PR #345, opened 2024-04-01
Reuse Template Service

nicoburniske:
- Reuse TemplateCompilationService
- Reuse Template WASM AST processing/transformation

Spent too much time trying to create an abstraction for TemplateRepo, and ultimately decided it's not worth it. We are supporting Postgres and SQLite in OSS and it got too complicated


golem-template-service/src/config.rs
```diff
@@ -114,7 +99,6 @@ impl Default for TemplateServiceConfig {
             db: DbConfig::default(),
             template_store: TemplateStoreConfig::default(),
             compilation: TemplateCompilationConfig::default(),
-            worker_executor_client_cache: WorkerExecutorClientCacheConfig::default(),
```
nicoburniske, line 117: I am not sure why we had this. it's not used anywhere

justcoon (approved):

golem-template-service/src/config.rs
afsalthaj: GRPC client cache for worker comms from template.  Its confusing we are not using this, something to consider

golem-template-service-base/src/service/mod.rs
```diff
@@ -0,0 +1,2 @@
+pub mod template_compilation;
+pub mod template_processor;
```
afsalthaj, line 2: Interesting that reusable components here is far less than I expected.

golem-template-service/src/config.rs
vigoo: The template service is not calling worker executor at all, right?

afsalthaj: Oh okay, Ok it got not used after we have a separate worker-service that talks to worker-executor.

afsalthaj (approved):

afsalthaj:
Its unfortunate the data layer isn't reusable. It's unrelated to the PR and it was a good decision to solve it in this PR. Inmy view, its because some of suboptimal storage we did in the beginning. Things such as `Project` `account` etc overly tied to the core entities.

PR #349, opened 2024-04-02
Generic Response mapping using Expr

### LINKED ISSUE #316: Replace ResponseMapping with Expr that expects a record consisting between status, headers and body#1343

afsalthaj:
Fixes #316 

* Flexible mapping representation using Expr
* Although the mapping corresponding to a protocol is parsed during evaluation, a validation is done when we submit the API definition using open API spec as well.
* There isn't a performance implication for trying to parse it during evaluation, because Expr is already parsed, and all that's done pattern matching on whether it is Expr::Record, and fetch the status, body and header out of it which is a constant big O.


justcoon (approved):

afsalthaj:
Not waiting for the worker-executor tests, as the change don't impact this at all.

PR #352, opened 2024-04-03
Golem test framework

### LINKED ISSUE #234: Move the existing IT setup code into a shared library in the golem repo

### LINKED ISSUE #235: Add higher level DSL functions for writing integration tests

### LINKED ISSUE #236: Rebase the existing integration tests on top of the new library

### LINKED ISSUE #237: Have integration tests in the golem repo separate from the CLI specific tests

### LINKED ISSUE #327: Move the existing benchmark draft PR to the refactored test framework

vigoo:
Major refactoring involving the worker executor tests, integration and sharding tests, and the (not merged) benchmarking suite.

Introduces a base library for all tests and benchmarks, and rebases the existing test code to use it.

- Resolves #234
- Resolves #235 
- Resolves #236 
- Resolves #237 
- Resolves #327 

The primary motivation is to be able to use the same set of helper functions (test and benchmark DSL) for all layers of testing:
- worker executor tests (only running worker executor itself as a "libarary")
- integration tests (spawning multiple services, talking to them with gRPC)
- golem-cli tests 
- benchmarks (with the ability to set up and talk to remote infrastructure)

This is achieved by restructuring and unifying the existing code, having:

**test dependencies**

These are all the services (golem or third party) that are required for running the tests. Each has a couple of implementation, each implementation responsible for starting and stopping the dependency as well as being able to set up a communication channel to it, and to describe for other services how to access it (private / public host and IPs - private to be used "between dependencies", public to be used from the test runner)

**configurations**

There are three implementations of `TestDependencies`, each setting up them in different ways.

- `WorkerExecutorTestDependencies` only used for worker executor tests, and sets up the "fake", partial test dependency set that is enough to use the same DSL functions for worker executor tests as for the real integration tests
- `EnvBasedTestDependencies` makes decisions based on environment variables and should work the same as the previous test runners worked
- `CliTestDependencies` parses command line arguments and allows to configure all implementations of test dependencies (provided (already running), spawned (as native processes), docker, minikube and k8s-on-aws). This is intended to be used for benchmarks.

**DSL**
The current set of test functions work on any `TestDependencies`, and it is mostly copied from what prevously was the worker executor tests.
There is also a separate set of types and functions targeting benchmarks, with an initial capability of recording key-value pairs where value is either a duration or a count, calculating some statistics, etc.

**Key differences from the previous code:**
- The worker invocation test fuction now takes `wasm_rpc::Value`
- The K8s resource dropping is now reseted to the "drop each resource" implementation - this probably has to be changed back to drop a full namespace but I wanted to see if it works.
- I have dropped all `Result` propagation in the test code because I found that just panicking as early as possible provides a better test-debugging experience, and slightly simplifies the code
- The test dependency implementations are more separated than before - using `dyn` traits
- Avoided passing around the docker client lifetime (and had to because of the dyn traits) by assuming that for the tests, one global docker client is good enough.
- Had to change the minikube port forwarding implementation to work on non-linux too. Tried to keep the linux implementation as well but did not test it.

**Stability:**

- The sharding tests now contain the new "scripted" version as well as the previous random one. The random one is still flaky, probably because of the known sharding-manager issues. If it is annoyingly flaky we can ignore it but I don't want to compeltely delete it
- The benchmarks are now independent of the infrastructure setup in a way that they can be tested with fully local ("spawned" or "docker" modes). This works. However the minikube version fails for me for a weird reason (not being able to create the environment the _second_ time even though everything seems to be deleted).
- Did not test on real AWS infra, but the code is the same as in the previous benchmark PR so if that worked it should still work.


integration-tests/tests/sharding.rs
```diff
@@ -0,0 +1,434 @@
...
+
+#[ctor]
+pub static TRACING: Tracing = Tracing::init();
+
+#[tokio::test]
+#[tracing::instrument]
+async fn service_is_responsive_to_shard_changes() {
+    let (stop_tx, stop_rx) = std::sync::mpsc::channel();
+    let chaos = std::thread::spawn(|| {
+        unstable_environment(stop_rx);
```
senia-psm, line 67: Any reason for it to be random?

golem-cli/tests/main.rs
```diff
@@ -1,35 +1,35 @@
...
     libtest_mimic::run(&args, tests)
 }
 
 fn main() -> Result<(), Failed> {
     env_logger::init();
 
-    let docker = clients::Cli::default();
-    let context = Context::start(&docker, EnvConfig::from_env())?;
+    let deps: Arc<dyn TestDependencies + Send + Sync + 'static> =
+        Arc::new(EnvBasedTestDependencies::new(3));
```
afsalthaj, line 25: What is this 3?

vigoo:
Note that I tried to add the "CI test report" changes as well but reverted it because it was compiling things twice because it relies on unstable rust features.

golem-test-framework/src/components/k8s.rs
```diff
@@ -0,0 +1,441 @@
...
+    async fn async_drop(&mut self) {
+        info!("Stopping pod {}", self.name);
+
+        let name = self.name.clone();
+
+        let pods: Api<Pod> =
+            Api::namespaced(Client::try_default().await.unwrap(), &self.namespace.0);
+
+        let dp = DeleteParams {
+            grace_period_seconds: Some(0),
```
senia-psm, line 72: :+1: 

This might be the reason of my issues with `Drop` (why I commented out this code).

golem-test-framework/src/components/k8s.rs
```diff
@@ -0,0 +1,441 @@
...
+
+            let mut stderr_string = String::new();
+            stderr
+                .read_to_string(&mut stderr_string)
+                .await
+                .expect("Failed to read stderr");
+
+            debug!("minikube service stderr: {}", stderr_string);
+
+            if stderr_string.contains("SVC_UNREACHABLE") && attempts < 5 {
```
senia-psm, line 391: The loop is infinite if `attempts >= 5`.

golem-test-framework/src/components/k8s.rs
```diff
@@ -0,0 +1,441 @@
...
+                attempts += 1;
+                tokio::time::sleep(Duration::from_secs(1)).await;
+                continue;
```
senia-psm, line 394: This `continue` it the last line in `loop`. It does nothing.

senia-psm (changes requested):

golem-test-framework/src/components/rdb/k8s_postgres.rs
```diff
@@ -0,0 +1,164 @@
...
+                    "port": 5432,
+                    "protocol": "TCP"
+                }],
+                "selector": { "app": "golem-postgres" },
+                "type": "LoadBalancer"
+            }
+        }))
+        .expect("Failed to deserialize service description");
+
+        let _res_srv = services
```
senia-psm, line 110: There is no need for explicit name here. There is no `Drop`. Explicit name might be misleading - it keeps variable alive till the end of the method (i.e. prevents immediate `Drop` call).

jdegoes (approved):

golem-test-framework/src/components/k8s.rs
vigoo: Nice catch! Don't know how that happened :)

golem-test-framework/src/config/mod.rs
```diff
@@ -0,0 +1,57 @@
...
+    fn rdb(&self) -> Arc<dyn Rdb + Send + Sync + 'static>;
+    fn redis(&self) -> Arc<dyn Redis + Send + Sync + 'static>;
+    fn redis_monitor(&self) -> Arc<dyn RedisMonitor + Send + Sync + 'static>;
+    fn shard_manager(&self) -> Arc<dyn ShardManager + Send + Sync + 'static>;
+    fn template_directory(&self) -> PathBuf;
+    fn template_service(&self) -> Arc<dyn TemplateService + Send + Sync + 'static>;
+    fn worker_service(&self) -> Arc<dyn WorkerService + Send + Sync + 'static>;
+    fn worker_executor_cluster(&self) -> Arc<dyn WorkerExecutorCluster + Send + Sync + 'static>;
+
+    fn kill_all(&self) {
```
senia-psm, line 42: Methods here return `Arc` for real services. And I believe this is the reason why we have to use custom `kill/kill_all` methods instead of `Drop`. This is the reason why I created `*Info` structs. Most of the tests need only `*Info` which implements `Clon` and has no `Drop`. The only tests that needs real services is `sharding`, but in `sharding` we don't need `Arc` either because there is a single thread that can own real services with `Drop`.

The approach with `kill`/`kill_all` as a bit risky because someone can add a field with `Drop` in some of the structs and incorrectly assume it should work.

golem-test-framework/src/components/redis/k8s.rs
```diff
@@ -0,0 +1,182 @@
...
+                    "port": 6379,
+                    "protocol": "TCP"
+                }],
+                "selector": { "app": "golem-redis" },
+                "type": "LoadBalancer"
+            }
+        }))
+        .expect("Failed to deserialize service definition");
+
+        let _res_srv = services
```
senia-psm, line 112: Unused name

golem-test-framework/src/components/shard_manager/k8s.rs
```diff
@@ -0,0 +1,207 @@
...
+                    "image": format!("golemservices/golem-shard-manager:latest"),
+                    "env": env_vars
+                }]
+            }
+        }))
+        .expect("Failed to deserialize Pod definition");
+
+        let pp = PostParams::default();
+
+        let _res_pod = pods.create(&pp, &pod).await.expect("Failed to create pod");
```
senia-psm, line 105: Unused name

golem-test-framework/src/components/shard_manager/k8s.rs
```diff
@@ -0,0 +1,207 @@
...
+                        "protocol": "TCP"
+                    }
+                ],
+                "selector": { "app": Self::NAME },
+                "type": "NodePort"
+            }
+        }))
+        .expect("Failed to deserialize service definition");
+
+        let _res_srv = services
```
senia-psm, line 137: Unused name

golem-test-framework/src/components/template_service/k8s.rs
```diff
@@ -0,0 +1,201 @@
...
+                        "protocol": "TCP"
+                    }
+                ],
+                "selector": { "app": Self::NAME },
+                "type": "LoadBalancer"
+            }
+        }))
+        .expect("Failed to deserialize service definition");
+
+        let _res_srv = services
```
senia-psm, line 136: Not important: Unused name.

jdegoes (approved):

senia-psm (approved):

afsalthaj:
Approved

golem-test-framework/src/components/k8s.rs
senia-psm: Copied from the next `loop`. The next `loop` has `break` after `continue`

golem-test-framework/src/config/mod.rs
vigoo: I was thinking of keeping your approach with the `*Info` descriptors but in the end felt like this one is safer/easier to understand for me. The reason is that those are essentially weak references to the running services (not real references but host/port information) completely decoupled from the lifetime of the started services, while with my approach they are real shared reference counted references to the thing that controls the running services. This way it is guaranteed that if you have a reference to one of these dependencies, it still exists and that anyone who has a reference for it can "control it" (for example restart). On the other hand it is true that with an explicit `kill` the guarantee that "it still runs" is not really true anymore. 

In general this type of shared services of type `Arc<dyn Svc + Send + Sync + 'static>` worked well in other places of our code base (even if it is not the most idiomatic Rust way to do things) and I think it is easy to use.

+--

EXERCISE AIM: Where in the listing does the string "them" appear? Copy every line that has it.

EXPECTED ANSWER:
- integration tests (spawning multiple services, talking to them with gRPC)
There are three implementations of `TestDependencies`, each setting up them in different ways.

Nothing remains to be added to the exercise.